(Data items)
------
PR #193, opened 2016-09-15
AC-196 Create ResourceSerializer for custom Gson serializing

AdamGrzybkowski:
@rkorytkowski @AvijitGhosh82 @tmarzeion 
please see issue [description](https://issues.openmrs.org/browse/AC-196)

### DIFF
--- a/openmrs-client/src/main/java/org/openmrs/mobile/api/PatientService.java
+++ b/openmrs-client/src/main/java/org/openmrs/mobile/api/PatientService.java
@@ -24,8 +24,10 @@ import org.openmrs.mobile.api.promise.SimpleDeferredObject;
 import org.openmrs.mobile.api.promise.SimplePromise;
 import org.openmrs.mobile.application.OpenMRS;
 import org.openmrs.mobile.dao.PatientDAO;
+import org.openmrs.mobile.models.Location;
 import org.openmrs.mobile.models.retrofit.Encountercreate;
 import org.openmrs.mobile.models.retrofit.IdGenPatientIdentifiers;
+import org.openmrs.mobile.models.retrofit.IdentifierType;
 import org.openmrs.mobile.models.retrofit.Patient;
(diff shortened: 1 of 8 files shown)


AvijitGhosh82:
This is great! The current solution is to include the serializer and deserializer inside the models itself, which has the obvious drawback that those functions have to be called manually while persisting and retrieval of the objects. This is a far better solution! Have you confirmed if it works with ActiveAndroid properly?

AvijitGhosh82:
As an example, look at the code for Encountercreate. It would benefit from a serializer. There are several other classes, especially the ones used by ActiveAndroid.

AdamGrzybkowski:
I've tested it for syncing patients and it works :) 
Since you know the code a little bit more then me it would be great If you could implement this for encounter and test it. I will try to do that later anyway :)

AvijitGhosh82:
The Patients model was not using ActiveAndroid as it already had a mapper class written. Could you try implementing the Serializer to any of the classes that use ORM? 
I'll take a look once again though. :)

AdamGrzybkowski:
I've been looking at the code and the only place where I could show you the usage is createEncounter method in RestApi, since this only works with retrofit. Unfortunately I am not able to log into devtest server to test my changes(on int02 I cannot do anything with started visit) As soon as I will be able to login to devtest I will update this PR. 

PS. Are you planning to move from Volley to Retrofit in the whole project  ?

AvijitGhosh82:
Yes, we are. That was the initial plan, but the amount of refactoring meant that I could only do the new features in Retrofit as proof of concept and change the others later.

Ideally, we would like to remove the mapper classes as well, and only use Retrofit and ActiveAndroid.

@AdamGrzybkowski , why aren't you using Devtest04?

AdamGrzybkowski:
@AvijitGhosh82 I'm not sure but it looks like the forms are not working on demo.openmrs ?

PR #195, opened 2016-09-21
AC-195 show dialog with similar patients when registering new one

AdamGrzybkowski:
This PR contains commit from AC-196 PR because it requires those changes.  
I've some questions about the workflow:

1.In the current release when you register new user, you are redirect to the dashbord activity. Why not to the PatientDashbordActivity ? 
2. Why do we fetch patient in PatientDashbordActivity by uuid if we want to support offline mode? If we have more then one not synced patients we will always open the oldest one not synced. I quess this is a bug.

### DIFF
--- a/openmrs-client/src/main/java/org/openmrs/mobile/activities/ACBaseActivity.java
+++ b/openmrs-client/src/main/java/org/openmrs/mobile/activities/ACBaseActivity.java
@@ -24,7 +24,6 @@ import android.support.v4.app.FragmentManager;
 import android.support.v4.app.FragmentTransaction;
 import android.support.v7.app.AppCompatActivity;
 import android.support.v7.widget.SwitchCompat;
-import android.util.Base64;
 import android.view.Menu;
 import android.view.MenuItem;
 import android.widget.CompoundButton;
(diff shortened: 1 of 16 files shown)


AvijitGhosh82:
@AdamGrzybkowski , the workflow you are mentioning does sound like a better idea! While creating the new patient registration page this slipped my mind. Could you add a commit to fetch patient by ID (and not uuid) and open patientdashboardactivity just after a user is registered? 

Thanks!

AdamGrzybkowski:
Sure ! :)

AdamGrzybkowski:
@AvijitGhosh82 I have updated PR, this is almost ready. There 2 things left:
1. First we need to merge AC-203.
2. Could you help me with the similar_patient_row layout? I had to set background of each element to white to look it ok. But this is kind of a hack. Also what do you think about this layout? The strings with bold style means that those values are matching new patient that user tries to register. 

screenshot_1474641332

AvijitGhosh82:
@AdamGrzybkowski , you might need to do a pull before the next commit, there's a merge conflict :)

AdamGrzybkowski:
@AvijitGhosh82 done :)

AvijitGhosh82:
@AdamGrzybkowski is this pull request ready for testing or you want to add anything else? :)

AdamGrzybkowski:
Ready for testing :)

AvijitGhosh82:
Adam, I was testing it locally using demo.openmrs.org server, and I get
"Unauthorized" as toast when I try to register a new patient.

AdamGrzybkowski:
@AvijitGhosh82  I am able to successfully register new patient on demo.openmrs.org

AvijitGhosh82:
Great, it worked for me just now as well. Extra brownie points for making the similar patient view clickable. Good job! Merging :)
------
The entries above must be retyped exactly, down to the last character.

- _Answer to this task_
PR #193, opened 2016-09-15
AC-196 Create ResourceSerializer for custom Gson serializing

AdamGrzybkowski:
@rkorytkowski @AvijitGhosh82 @tmarzeion 
please see issue [description](https://issues.openmrs.org/browse/AC-196)

### DIFF
--- a/openmrs-client/src/main/java/org/openmrs/mobile/api/PatientService.java
+++ b/openmrs-client/src/main/java/org/openmrs/mobile/api/PatientService.java
@@ -24,8 +24,10 @@ import org.openmrs.mobile.api.promise.SimpleDeferredObject;
 import org.openmrs.mobile.api.promise.SimplePromise;
 import org.openmrs.mobile.application.OpenMRS;
 import org.openmrs.mobile.dao.PatientDAO;
+import org.openmrs.mobile.models.Location;
 import org.openmrs.mobile.models.retrofit.Encountercreate;
 import org.openmrs.mobile.models.retrofit.IdGenPatientIdentifiers;
+import org.openmrs.mobile.models.retrofit.IdentifierType;
 import org.openmrs.mobile.models.retrofit.Patient;
(diff shortened: 1 of 8 files shown)


AvijitGhosh82:
This is great! The current solution is to include the serializer and deserializer inside the models itself, which has the obvious drawback that those functions have to be called manually while persisting and retrieval of the objects. This is a far better solution! Have you confirmed if it works with ActiveAndroid properly?

AvijitGhosh82:
As an example, look at the code for Encountercreate. It would benefit from a serializer. There are several other classes, especially the ones used by ActiveAndroid.

AdamGrzybkowski:
I've tested it for syncing patients and it works :) 
Since you know the code a little bit more then me it would be great If you could implement this for encounter and test it. I will try to do that later anyway :)

AvijitGhosh82:
The Patients model was not using ActiveAndroid as it already had a mapper class written. Could you try implementing the Serializer to any of the classes that use ORM? 
I'll take a look once again though. :)

AdamGrzybkowski:
I've been looking at the code and the only place where I could show you the usage is createEncounter method in RestApi, since this only works with retrofit. Unfortunately I am not able to log into devtest server to test my changes(on int02 I cannot do anything with started visit) As soon as I will be able to login to devtest I will update this PR. 

PS. Are you planning to move from Volley to Retrofit in the whole project  ?

AvijitGhosh82:
Yes, we are. That was the initial plan, but the amount of refactoring meant that I could only do the new features in Retrofit as proof of concept and change the others later.

Ideally, we would like to remove the mapper classes as well, and only use Retrofit and ActiveAndroid.

@AdamGrzybkowski , why aren't you using Devtest04?

AdamGrzybkowski:
@AvijitGhosh82 I'm not sure but it looks like the forms are not working on demo.openmrs ?

PR #195, opened 2016-09-21
AC-195 show dialog with similar patients when registering new one

AdamGrzybkowski:
This PR contains commit from AC-196 PR because it requires those changes.  
I've some questions about the workflow:

1.In the current release when you register new user, you are redirect to the dashbord activity. Why not to the PatientDashbordActivity ? 
2. Why do we fetch patient in PatientDashbordActivity by uuid if we want to support offline mode? If we have more then one not synced patients we will always open the oldest one not synced. I quess this is a bug.

### DIFF
--- a/openmrs-client/src/main/java/org/openmrs/mobile/activities/ACBaseActivity.java
+++ b/openmrs-client/src/main/java/org/openmrs/mobile/activities/ACBaseActivity.java
@@ -24,7 +24,6 @@ import android.support.v4.app.FragmentManager;
 import android.support.v4.app.FragmentTransaction;
 import android.support.v7.app.AppCompatActivity;
 import android.support.v7.widget.SwitchCompat;
-import android.util.Base64;
 import android.view.Menu;
 import android.view.MenuItem;
 import android.widget.CompoundButton;
(diff shortened: 1 of 16 files shown)


AvijitGhosh82:
@AdamGrzybkowski , the workflow you are mentioning does sound like a better idea! While creating the new patient registration page this slipped my mind. Could you add a commit to fetch patient by ID (and not uuid) and open patientdashboardactivity just after a user is registered? 

Thanks!

AdamGrzybkowski:
Sure ! :)

AdamGrzybkowski:
@AvijitGhosh82 I have updated PR, this is almost ready. There 2 things left:
1. First we need to merge AC-203.
2. Could you help me with the similar_patient_row layout? I had to set background of each element to white to look it ok. But this is kind of a hack. Also what do you think about this layout? The strings with bold style means that those values are matching new patient that user tries to register. 

screenshot_1474641332

AvijitGhosh82:
@AdamGrzybkowski , you might need to do a pull before the next commit, there's a merge conflict :)

AdamGrzybkowski:
@AvijitGhosh82 done :)

AvijitGhosh82:
@AdamGrzybkowski is this pull request ready for testing or you want to add anything else? :)

AdamGrzybkowski:
Ready for testing :)

AvijitGhosh82:
Adam, I was testing it locally using demo.openmrs.org server, and I get
"Unauthorized" as toast when I try to register a new patient.

AdamGrzybkowski:
@AvijitGhosh82  I am able to successfully register new patient on demo.openmrs.org

AvijitGhosh82:
Great, it worked for me just now as well. Extra brownie points for making the similar patient view clickable. Good job! Merging :)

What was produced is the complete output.